Pagina:AA.VV. - Commedie del Cinquecento, Vol. II, Laterza, 1912.djvu/195


atto quarto 183


Erminio. Era stato dua mesi che da Tortona non aveva mai avut’avviso; da poi v’aveva mandato tre volte: in modo che pensava che gli avessin trovati altri riscontri, o dove la fussi, e che fussin certi questa non essere. Da poi questo che è venuto dice a bocca tutti i segni, tal che è impossibile che la non sia dessa.

Marcantonio. Ei potevon indugiar pur un di piú, acciò che suo padre avessi avute tutte le satisfazioni di riaverla com’ei la perse. Ma, pur cosi, ha egli avuto una gran sorte, se egli è vero. A me pare ei quasi impossibile, perché son casi che accascono rade volte.

Erminio. Pur può essere; e i segni ci sono.

Marcantonio. Io voglio essere in piazza, che adesso è l’ora.

Erminio. Volete voi compagnia?

Marcantonio. Resta pure alle tua commoditá e pensa di far quel ch’io ti ho detto, se tu hai caro di tenermi contento.

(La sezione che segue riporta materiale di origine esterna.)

PR #1498, opened 2023-09-04
feat!: generate models for OpenAPI parameters

dlkj:
**Description**
Models that were only present in OpenAPIV3 parameters were not being generated. This was causing problems for parameters with schema like `enum` that can be reflected in the language type system.

### DIFF
--- a/src/processors/OpenAPIInputProcessor.ts
+++ b/src/processors/OpenAPIInputProcessor.ts
@@ -163,14 +163,16 @@ export class OpenAPIInputProcessor extends AbstractInputProcessor {
   }
 
   private iterateParameters(
-    parameters: (OpenAPIV3.ReferenceObject | OpenAPIV3.ParameterObject)[] | undefined,
+    parameters:
+      | (OpenAPIV3.ReferenceObject | OpenAPIV3.ParameterObject)[]
+      | undefined,
     path: string,
     inputModel: InputMetaModel,
     options?: ProcessorOptions
   ) {
     for (const parameterObject of parameters || []) {
       const parameter = parameterObject as OpenAPIV3.ParameterObject;
-      if(parameter.schema){
+      if (parameter.schema) {
         this.includeSchema(
           parameter.schema as OpenAPIV3.SchemaObject,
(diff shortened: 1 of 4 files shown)


dlkj:
Adding a more explicit unit test to `test/processors/OpenAPIInputProcessor.spec.ts` has turned out to be a fiddly as there are no models in the processed `InputMetaModel` due to the mocked `Interpreter`.

dlkj:
Converting to draft - I've now got my head round how to write a more targeted unit test defending this change. Will convert back to a full PR once I have added it.

dlkj:
Added an explicit unit test and fixed up the schema naming, ready for review now.

src/processors/OpenAPIInputProcessor.ts
```diff
@@ -160,6 +172,27 @@ export class OpenAPIInputProcessor extends AbstractInputProcessor {
...
   }
 
+  private iterateParameters(
+    parameters:
+      | (OpenAPIV3.ReferenceObject | OpenAPIV3.ParameterObject)[]
+      | undefined,
+    path: string,
+    inputModel: InputMetaModel,
+    options?: ProcessorOptions
+  ) {
```
jonaslagoni, line 182: You dont want to introduce an option so the user can specify whether they want to include parameters or not? 🤔

jonaslagoni (changes requested):

src/processors/OpenAPIInputProcessor.ts
dlkj: The parameters are just as much part of the OpenAPI spec as the requests and responses, so I don't see much of a use case in having them as an option. The extra cost is minimal. Happy to add one if you have strong views. I don't see anything similar on `ProcessorOptions` for other document formats.

jonaslagoni: Thats because in for example AsyncAPI input processor, we only generate message payloads, not parameters, even though we probably should 😄 

But no I dont have any strong feelings for the OpenAPI input, so here it's fine 😄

Erminio. Guarda che pulce m’ha messo mio padre nell’orecchio! S’io ho caro di tenerlo contento! O come non ho io a ’ngegnarmi di tenerlo contento, che sempre ha tenuto me contentissimo? Lui m’ha lassato spendere, giucare, fare all’amore; insomma, tutte quelle cose di che io ho avuto voglia. E, in quello che da me medesimo ho a me mancato, lui con molta destrezza me l’ha ricordato e fatto acciò che in nessuna parte io non mancassi di piacere. E adesso mi ricerca d’un piacere del quale non è in mia libertá el pensare di fargnene. Oh mia mala sorte! Non era assai il dolore che di lei avevo, quando io temo che ad ogni ora la non partorisca, senza agiugnerci quest’altro? L’amor e l’affetto mi lacerano e mi squartano con tanto dolore ch’io non m’immagino il maggior quello d’un traditore legato alle code di dua possenti cavalli.